PR #2172, opened 2016-05-23
Task/2015 forbidden chars

kzangeli:
Added check for forbidden chars in http info.
Included http info in the rendering of subscriptions (for GET /v2/subscriptions/[<subId]>)
Http info 'payload' field is now decoded on rendering (e.g. %22 is converted to ")

@fgalan,
@crbrox (please look closely at the template function **objectToJson**)


src/lib/mongoBackend/mongoGetSubscriptions.cpp
```diff
@@ -130,46 +130,94 @@ static void setSubject(Subscription* s, const BSONObj& r)
...
+  subP->notification.timesSent        = r.hasField(CSUB_COUNT)?            getIntOrLongFieldAsLongF(r, CSUB_COUNT)            : -1;
+
 
   //
   // Check values from subscription cache, update object from cache-values if necessary
   //
-  CachedSubscription* cSubP = subCacheItemLookup(tenant.c_str(), s->id.c_str());
+  // NOTE: only 'lastNotificationTime' and 'count'
+  //
+  cacheSemTake(__FUNCTION__, "get lastNotification and count");
```
fgalan: Is this fix about taking/giving sem a bugfix worth to mention in CNR?

test/functionalTest/cases/2015_notification_templates/notification_templates_with_decoded_chars_in_notifications.test
```diff
@@ -0,0 +1,179 @@
...
+POST http://127.0.0.1:9997/notify?qs2=a1&qs1=1
+Fiware-Servicepath: /
+Content-Length: 33
+User-Agent: orion/REGEX(\d+\.\d+\.\d+.*)
+Hs1: 1
+Hs2: a1
+Ngsiv2-Attrsformat: custom
+Host: 127.0.0.1:9997
+Accept: application/json
+Content-Type: application/json; charset=utf-8
```
fgalan: This is interesting... passed unoticed until now...

Should we use "Conent-Type: text/plain; charset=utf-8" when payload is used (i.e. httpInfo.payload different from "")? It seems a good idea, given that we cannot guarantee that the final payload is JSON (as in this case).

kzangeli: This is so true ...
Ngsiv2-Attrsformat: custom
There is no way the broker can tell its user the Content-Type.
It should probably be a part of the **httpCustom** of the subscription ...

src/lib/mongoBackend/mongoGetSubscriptions.cpp
kzangeli: Not sure when this potential bug was introduced.
Was it part of last release?

fgalan: I think this code was last modified before Orion 1.1 (current last version).

However, to be sure you can use "Blame" on that file (in develop branch) to know in which commit (and its associated date) that part of the code was last modified.

test/functionalTest/cases/2015_notification_templates/notification_templates_with_decoded_chars_in_notifications.test
fgalan: > It should probably be a part of the httpCustom of the subscription ...

Actually, it is include in httpCustom, somehow... I mean, the user can use `headers: {  Content-Type: ... }` to set the right content type. However, if that custom header is not provided, CB should use the "lowest common denominator", which is text/plain.

src/lib/mongoBackend/mongoGetSubscriptions.cpp
kzangeli: Fixed in 28887c9 (line added to CNR)

test/functionalTest/cases/2015_notification_templates/notification_templates_with_decoded_chars_in_notifications.test
kzangeli: Changed mime-type to text/plain for templates with payload given, always modifyable using `headers` in the subscription.

Fixed in 28887c9

test/functionalTest/cases/2015_notification_templates/notification_templates.test
```diff
@@ -337,7 +337,7 @@ User-Agent: orion/REGEX(\d+\.\d+\.\d+.*)
 Ngsiv2-Attrsformat: normalized
 Host: 127.0.0.1:REGEX(\d+)
 Accept: application/json
-Content-Type: application/json; charset=utf-8
+Content-Type: text/plain
```
fgalan: Note this notification is `Ngsiv2-Attrsformat: normalized`. Thus `Content-Type: application/json; charset=utf-8` should be used.

In addition, not sure if we should use "text/plain" or "text/plain; charset=utf-8" for the "custom" default... I'd say that the charset used at text level is the same in both cases, so if we are using charset=utf-8 in JSON case, we should do the same in the text plain case.

fgalan: > Note this notification is Ngsiv2-Attrsformat: normalized. Thus Content-Type: application/json; charset=utf-8 should be used.

Looking to the code (https://github.com/telefonicaid/fiware-orion/pull/2172/files#diff-4203db90bc90ad52ab2e6fbeccfdac1eR109) the logic seems to be correct. This is werid... Maybe some "sorting effect" due to SORT_START / SORT_END ?

fgalan: Regarding the utf-8 stuff, looking to the code we have:

```
  // For content-type application/json we add charset=utf-8
  if (orig_content_type == "application/json")
  {
    content_type += "; charset=utf-8";
  }
```

Not sure why we are doing that exception... maybe is obsolete (coming from the XML times) and should be applied to both defaults application/json and text/plain ?

kzangeli: Yeah, I also don't know why we do this.
I added charset=utf-8 to text/plain for custom notifications however, in commit 2ac853c.

We can take a look at removing (moving) this strange thing adding charset=utf-8 if json, or including text/plain, but perhaps not in this very PR ?

src/lib/ngsiNotify/Notifier.cpp
```diff
@@ -112,13 +115,15 @@ static bool templateNotify
...
+    payload  = ncr.toJson(renderFormat, attrsOrder);
+    mimeType = "application/json";
   }
   else
   {
     macroSubstitute(&payload, httpInfo.payload, ce);
+    payload      = curl_unescape(payload.c_str(), payload.length());
     renderFormat = NGSI_V2_CUSTOM;
-    LM_W(("KZ: substituted payload: '%s'", payload.c_str()));
+    mimeType     = "text/plain; charset:utf-8";  // May be overridden by 'Content-Type' in 'headers'
```
fgalan: To be homogeneous with L119 for the JSON case, I'd suggest to use `mimeType = "texp/plain";` here, then add to the `if` in httpSendRequest() (or something like that, don't remembering the exact name of the function right now) `orig_content_type == "application/text"` to sum the charset part.

By the way, is `charset=utf-8` not `charset:utf-8`...

kzangeli: Fixed in 220fe84

fgalan:
LGTM

PR #2179, opened 2016-05-24
Remove smallfiles from Docker configurations

fgalan:
Given that WiredTiger is default storage in MongoDB 3.2 (according to https://docs.mongodb.com/manual/release-notes/3.2/#wiredtiger-as-default) and that smallfiles applies only to mmapv1 (see https://docs.mongodb.com/manual/reference/configuration-options/#storage-options) all the references to `smallfiles` could be removed from Docker configurations.

### DIFF
--- a/docker/README.md
+++ b/docker/README.md
@@ -25,7 +25,7 @@ Follow these steps:
 	
 		mongo:
 		  image: mongo:3.2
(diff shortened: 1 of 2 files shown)


kzangeli:
LGTM

PR #2180, opened 2016-05-24
FIX accessing to csub cache in update subscription logic to update count and lastNotification without taking semaphorewq

fgalan:


kzangeli:
LGTM

PR #2185, opened 2016-05-24
subscription templates now work for the noCache case as well

kzangeli:
The title says it all ...

Also fixed a few functests from a previous PR, about the mime-type.

### DIFF
--- a/src/lib/apiTypesV2/HttpInfo.cpp
+++ b/src/lib/apiTypesV2/HttpInfo.cpp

WHAT TO WORK ON » Out of the entries, pull every line that mentions "Accept".

RESPONSE FOR THIS EXERCISE »
+Accept: application/json
 Accept: application/json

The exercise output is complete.